A despedida do ícone da arquitectura acontece sob um clima de comoção que toma conta do Brasil inteiro. A história e importância do arquitecto são lembradas pela imprensa, por autoridades em vários eventos e até nas rodas informais de conversas. 

O prefeito Eduardo Paes decretou, hoje, luto oficial de três dias, no Rio de Janeiro, pela morte do arquitecto. Niemeyer morreu na noite desta quinta-feira, 5, aos 104 anos, vítima de infecção respiratória, depois de ser hospitalizado várias vezes este ano.

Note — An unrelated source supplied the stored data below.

PR #14033, opened 2024-01-27
refactor(rust!): Rename `LiteralValue::to_anyvalue` to `LiteralValue::to_any_value`

stinodego:
`anyvalue` and `any_value` were used interchangably, e.g. Rust had `Series::from_any_values`, but in the PyO3 bindings it was called `Series::new_from_anyvalues`.

~Since the object is called `AnyValue` and "any value" could have a different meaning, let's settle on using `anyvalue` when referring to AnyValue functionality in function names/variables.~
We settled on using `any_value` everywhere.

Besides the change in the title, the same change was made in several internal functions/references.

### DIFF
--- a/crates/polars-core/src/frame/row/av_buffer.rs
+++ b/crates/polars-core/src/frame/row/av_buffer.rs
@@ -120,7 +120,7 @@ impl<'a> AnyValueBuffer<'a> {
             #[cfg(feature = "dtype-time")]
             (Time(builder), val) if val.is_numeric() => builder.append_value(val.extract()?),
             (Null(builder), AnyValue::Null) => builder.append_null(),
-            // Struct and List can be recursive so use anyvalues for that
+            // Struct and List can be recursive so use AnyValues for that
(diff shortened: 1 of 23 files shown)


ritchie46:
`AnyValue` -> `any_value` are the transformation from CamelCase to snake_case. I think it should be `any_value`.

stinodego:
Sure, we can go the other way as well, as long as we're consistent. I'd argue `AnyValue` converts to `anyvalue` just like `DataFrame` converts to `dataframe`.

`from_any_value` reads like I could pass any value I want, when in fact I have to pass something specific (an `AnyValue` object). Hence my preference for the concatenated form.

Up to you, I can redo the PR updating the other references from `anyvalue` to `any_value` if you prefer!

ritchie46:
I really think it should be `any_value`. Or the big one should be `Anyvalue`. But I meant them as two words concatted together, hence underscore should be used.

stinodego:
All right will update to `any_value`!

PR #14039, opened 2024-01-27
fix(python): multiple `read_excel` updates

alexander-beedie:
* ~~Fixes casting from Datetime to Time for specific pre-epoch values where the time was 00:00:00~~ 
  (See: #14050)
* Type inference fix when using "calamine" engine (added missing `all` when determining if a cast should be applied).
* Deprecate `read_csv_options` in favour of more generic `read_options`, which can now be used by other engines.
* Minor optimisation when using "calamine" engine (use `eq`, not `eq_missing`).
* Additional unit test coverage.

### DIFF
--- a/crates/polars-lazy/src/frame/mod.rs
+++ b/crates/polars-lazy/src/frame/mod.rs
@@ -502,7 +502,12 @@ impl LazyFrame {
                 }
             })
             .collect();
-        self.with_columns(cast_cols)
+
+        if cast_cols.is_empty() {
+            self.clone()
+        } else {
+            self.with_columns(cast_cols)
+        }
     }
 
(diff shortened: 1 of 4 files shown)


alexander-beedie:
FYI: temporarily parking this in Draft as I found another issue with our datetime conversions and will split that out as a separate PR for clearer analysis/review.

MarcoGorelli:
> will split out the fixes as a separate PR for clearer analysis/review

thanks, was about to suggest this. a hypothesis test may be warranted here if you fancy it

alexander-beedie:
> thanks, was about to suggest this. a hypothesis test may be warranted here if you fancy it

Definitely; already written one 🥳

ritchie46 (approved):

PR #14040, opened 2024-01-27
internal: fix mixup of "ignore_errors" and "truncate_ragged_lines" pa…

JulianCologne:
fix internal mixup of `ignore_errors` and `truncate_ragged_lines` parameters in call to `parse_lines`.
This happened only in one place and does currently not seem to make a difference but could be problematic in the future.

image


ritchie46 (approved):
Ai, thanks!

PR #14888, opened 2024-03-06
docs(python): Improve API reference landing page

alexander-beedie:
Meaningful improvements to the presentation of the Python API docs, focusing on the primary landing page. _"A picture tells a thousand words"_, so screenshots attached ;)

(There's a lot more we can do here, but this already feels like a decent upgrade).

## Before

* A strangely ordered list, meandering down the page; little structure or organisation. Not clear where each section begins/ends, as everything runs into everything else.
* Ugly vertical scrollbar appearing in the left navbar.
   
  Python API landing page (before)

## After

* Grid/card layout featuring the same elements, but the most important classes now appear in something resembling priority order (DataFrame → LazyFrame → Series → Expressions→ ...)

Apontado como o maior arquitecto da história brasileira e um dos maiores e mais conhecidos do mundo, Niemeyer foi considerado um génio e um revolucionário na actividade que exercia. Como afirmou a presidente brasileira Dilma Rousseff, a história do arquitecto não cabe nas pranchetas e poucos sonharam tão intensamente como ele.

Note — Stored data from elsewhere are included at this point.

Issue #14652, opened 2024-02-23
Implement `sum` for decimal type.


PongPong:
### Checks

- [X] I have checked that this issue has not already been reported.
- [X] I have confirmed this bug exists on the [latest version](https://pypi.org/project/polars/) of Polars.

### Reproducible example

```python
    import polars as pl

    pl.Config(activate_decimals = True)
    df = pl.DataFrame({
        'a':['1.1', '2.2']
    }).cast(pl.Decimal(3, 1))
    print(df)
    print(df.sum())
    
    shape: (2, 1)
┌──────────────┐
│ a            │
│ ---          │
│ decimal[3,1] │
╞══════════════╡
│ 1.1          │
│ 2.2          │
└──────────────┘
shape: (1, 1)
┌──────────────┐
│ a            │
│ ---          │
│ decimal[3,1] │
╞══════════════╡
│ null         │
└──────────────┘

```

### Issue description

the sum operation of decimal fields returns null

### Expected behavior

this is the behavior of Pandas and PyArrow

```python
import pandas as pd
import pyarrow as pa
pa_dtype = pa.decimal128(precision=3, scale=1)
df = pd.DataFrame({
    'a':['1.1', '2.2']
}, dtype=pd.ArrowDtype(pa_dtype))
print(df.sum())
```

Output:

```bash
a    3.3
dtype: decimal128(3, 1)[pyarrow]
```

### Installed versions

<details>

```bash
--------Version info---------
Polars:               0.20.10
Index type:           UInt32
Platform:             macOS-14.3.1-arm64-arm-64bit
Python:               3.10.5 (main, Jul 14 2022, 12:56:46) [Clang 13.1.6 (clang-1316.0.21.2.5)]

----Optional dependencies----
adbc_driver_manager:  0.10.0
cloudpickle:          3.0.0
connectorx:           0.3.2
deltalake:            0.15.3
fsspec:               2023.4.0
gevent:               24.2.1
hvplot:               0.9.2
matplotlib:           3.7.2
numpy:                1.24.2
openpyxl:             <not installed>
pandas:               2.2.0
pyarrow:              15.0.0
pydantic:             2.6.1
pyiceberg:            0.6.0
pyxlsb:               <not installed>
sqlalchemy:           2.0.27
xlsx2csv:             0.8.2
xlsxwriter:           3.2.0
None
```

</details>

ritchie46:
Decimal support is  experimental so this isn't implemented yet.

[...]

PR #14890, opened 2024-03-06
fix: Fix `DataFrame.min`/`max` for decimals

petrosbar:
Now that decimals can be sorted (#14649), `is_ord` can be true for `DataType::Decimal`. This will in turn fix the following:

```python
import polars as pl

pl.DataFrame({"a": [D("1.0"), D("2.0")]}).max()
```

output:
```
shape: (1, 1)
┌──────────────┐
│ a            │
│ ---          │
│ decimal[*,1] │
╞══════════════╡
│ null         │
└──────────────┘
```

expected:
```
shape: (1, 1)
┌──────────────┐
│ a            │
│ ---          │
│ decimal[*,1] │
╞══════════════╡
│ 2            │
└──────────────┘
```
Similar to #14652

### DIFF
--- a/crates/polars-core/src/datatypes/dtype.rs
+++ b/crates/polars-core/src/datatypes/dtype.rs
@@ -258,6 +258,7 @@ impl DataType {
 
         let phys = self.to_physical();
         (phys.is_numeric()
+            || self.is_decimal()
             || matches!(
                 phys,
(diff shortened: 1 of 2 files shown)


stinodego (approved):
Thanks for the fix!

PR #14892, opened 2024-03-06
perf: add basic AVX-512 filters

orlp:
This should improve performance when data is in cache, and it seems to improve performance by ~2x regardless for filtering u8s if AVX-512 is available. Unfortunately the speedups for other types when data doesn't fit in cache weren't there, I didn't realize the scalar path already achieves single-threaded memory bandwidth (at least on the machine I tested).


ritchie46:
Yes, when streaming and morsels are reasonable small this should benefit.

PR #14899, opened 2024-03-07
test(rust): Make assumption about wildcards having been resolved explicit

mickvangelderen:
in `ParquetObjectStore::from_uri`.


crates/polars-error/src/lib.rs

Para o ministro Joaquim Barbosa, presidente do Supremo Tribunal Federal (STF) as obras de Niemeyer, unindo arquitectura e poesia, expressaram os limites elevados da genialidade brasileira e ajudaram a projectar o nome do Brasil no exterior.

Óscar Niemeyer nasceu no dia 15 de Dezembro de 1907, no Rio de Janeiro. Em 2007, quando completou 100 anos, o homem que desafiou o traço recto da arquitectura, demonstrou com bom humor que desconhecia o motivo da longevidade. “Nem sei porque durei tanto...”

O brasileiro Óscar Niemeyer começou a carreira de grande destaque ao projectar os pontos turísticos da cidade de Belo Horizonte, em Minas Gerais. O arquitecto fez o conhecido complexo da “Pampulha”, formado pela Igreja de São Francisco de Assis, a Casa do Baile, o Casino e o Iate Clube.

Com linhas originais, Niemeyer fez da Pampulha um dos maiores exemplos da arquitectura modernista brasileira. O governador de Minas Gerais, António Augusto Anastásia, lembrou que no Estado, mais do que em qualquer outro lugar, Niemeyer nunca será esquecido. 

Depois de começar a se destacar em Belo Horizonte, Niemeyer deixou sua marca em cartões portais de outras partes do país. As obras mais conhecidas estão em Brasília, onde desenhou o Palácio da Alvorada, o Congresso Nacional, o Palácio do Planalto e a Catedral Metropolitana de Brasília.

Em São Paulo, projectou o Parque do Ibirapuera e o Memorial da América Latina. Em Curitiba, o Museu Óscar Niemeyer. No Estado do Rio de Janeiro, o Museu de Arte Contemporânea de Niterói e o Sambódromo da Marquês de Sapucaí, palco do carnaval, na cidade do Rio de Janeiro.

No exterior, estão entre as obras do brasileiro que devem ser destacadas a sede das Nações Unidas, em Nova Iorque, a sede do Partido Comunista Francês, em Paris, além do projecto da Universidade Constantine, na Argélia.

O arquitecto brasileiro Óscar Niemeyer sempre uniu arquitectura e poesia, sendo, por isso, chamado por muitos de “poeta das curvas”. A sensibilidade da alma desse brasileiro, que conquistou o mundo, era observada em várias de suas declarações, uma delas é muito lembrada no Brasil nessa despedida ao arquitecto: foi quando ele disse que “a vida é um sopro”.